The Learned Pig

Art – Thinking – Nature – Writing

Waldorf Project Chapter Two - COLOUR. 3-11 February 2015. Theatre Art Installation Dining. BLUE ROOM

The Waldorf Project, Chapter II: Colour

“Let me, O let me bathe my soul in colours;
let me swallow the sunset and drink the rainbow.”

Kahlil Gibran

 
Colour perception. First noted by Aristotle, later defined by Newton: the spectrum of visible light interacting with sensors on the human eye. That is all. Yet, in his work on colour theory, Goethe attempted to quantify its ‘psycho-physical’ property. Is colour more than just light? Can it be an emotion, a sound, a smell, a taste? Recent research suggests that there might be more going on. The artist Sean Rogg is sure of it.

Rogg has bought together seven individuals from around the world: a food designer, a choreographer, a production designer, a product designer, a sommelier, and a sound designer. Their research has been grounded in recent science: advances in genetics and fMRI technology have allowed us better to understand the condition of synaesthesia. The senses are not independent. Or that simple to explain. At its most radical cutting edge science now even suggests that senses such as smell and taste may even be affected not just by the laws of classical physics but also quantum physics. The more we can understand the interconnections behind the five human senses, the more we can manipulate them. But can science help us understand what these sensations mean?

That is why I’m here, in a warehouse in East London, on a dark winter evening, about to take part in a genre-defying art performance: The Waldorf Project. This is Chapter 2. I’m about to ingest colour. I’m dressed head to toe in black. I’ve handed over my phone, my evening and all responsibility to the women who now lead me into a darkened warehouse. I’m about to be faced with a “challenge in the synchronisation of consumption and emotional sentience, an exploration of the character, the emotion, of colour.”

Faced only with cube and sensation, we latch on to the faces around us, seeking familiarity, seeking reassurance.

The event is indeed an exploration and it’s also a challenge. Led through a series of rooms that in structure and location becomes increasingly maze-like, I find myself losing any sense of time or direction. Over the following three hours I take my place within seven different zones, each one a course, each one representative of a colour. Supper club this is not. In fact the food is barely recognisable. Each course, delivered by a highly stylised dancer, is a cuboid “food object”. Devoid of any differentiating form or texture, the ingredients are unrecognisable: these are blocks of pure taste.

But taste is just one part of an experience that touches all the senses. At one point I’m forced face down into submission within a hard wooden stall as I take bites from a cube both salty and sweet. In another zone a playful dancer pulls me into an intimate hold with a stranger, we sip an incredible tasting wine as pungent smell drift past us. In a rare seated moment an aquatic creature moves inhumanly, washed out by a blue light, teasing us with clear triangles containing what I can only describe as marshmallows of unctuousness. Finally we’re led to a room where the very structure shifts around us. Even the food blocks appear to change texture and taste as they are devoured. We’re at sea, lost in every sense.
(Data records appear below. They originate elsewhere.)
PR #1786, opened 2024-05-02
SONARPY-1810 Track types in case of multiple assignments in module scope

guillaume-dequenne-sonarsource:


python-frontend/src/main/java/org/sonar/python/semantic/v2/types/FlowSensitiveTypeInference.java
```diff
@@ -59,40 +61,39 @@ public FlowSensitiveTypeInference(Set<SymbolV2> trackedVars,
...
       // update rhs
       updateTree(assignment.assignedValue(), state);
       handleAssignment(assignment, state);
       // update lhs
       assignment.lhsExpressions().forEach(lhs -> updateTree(lhs, state));
-    } else if (element.is(COMPOUND_ASSIGNMENT)) {
+    } else if (element instanceof CompoundAssignmentStatement) {
       // Assumption: compound assignments don't change types
       updateTree(element, state);
-    } else if (element.is(ANNOTATED_ASSIGNMENT)) {
```
guillaume-dequenne-sonarsource: I wasn't actually sure about removing this bit, because I suspect it actually handles the case where we know the RHS type:
```
x: int = "hello" # We may not support type annotations in this iteration but we can still infer this is actually a string
```

maksim-grebeniuk-sonarsource (approved):
LGTM

PR #1788, opened 2024-05-03
SONARPY-1775: Important hyperparameters should be specified for Scikit-Learn estimators.

joke1196:


python-checks/src/main/java/org/sonar/python/checks/SklearnEstimatorHyperparametersCheck.java
```diff
@@ -0,0 +1,178 @@
...
+        .anyMatch(SklearnEstimatorHyperparametersCheck::isArgumentPartOfGridSearch))
+      .orElse(false);
+  }
+
+  private static boolean isArgumentPartOfGridSearch(RegularArgument arg) {
+    return Optional.ofNullable(TreeUtils.firstAncestorOfKind(arg, CALL_EXPR))
+      .flatMap(toOptionalInstanceOfMapper(CallExpressionImpl.class))
+      .map(CallExpressionImpl::calleeSymbol)
+      .map(Symbol::fullyQualifiedName)
+      .map("sklearn.model_selection._search.GridSearchCV"::equals)
```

Throughout the night each one of my stranger companions admits they feel they strongly recognise the other people present. Perhaps stripped of the usual frames of reference, and with every sense being assaulted, we become desperate to anchor ourselves in a known reality. Faced only with cube and sensation, we latch on to the faces around us, seeking familiarity, seeking reassurance.

The overall effect is overwhelming: sometimes good, sometimes disturbing, sometimes outright bizarre. To me, it is not colour which is the focus in the end, but feeling. And for that I applaud Sean Rogg and the bravery of the performers. He has created a forceful and unapologetic installation which creates overarching yet almost indescribable feeling. For the first time ever I feel like I have touched and understood the psycho-physical property of sensation.

Katherine Templar Lewis

The Waldorf Project, chapter II: Colour continues until 11th February 2015.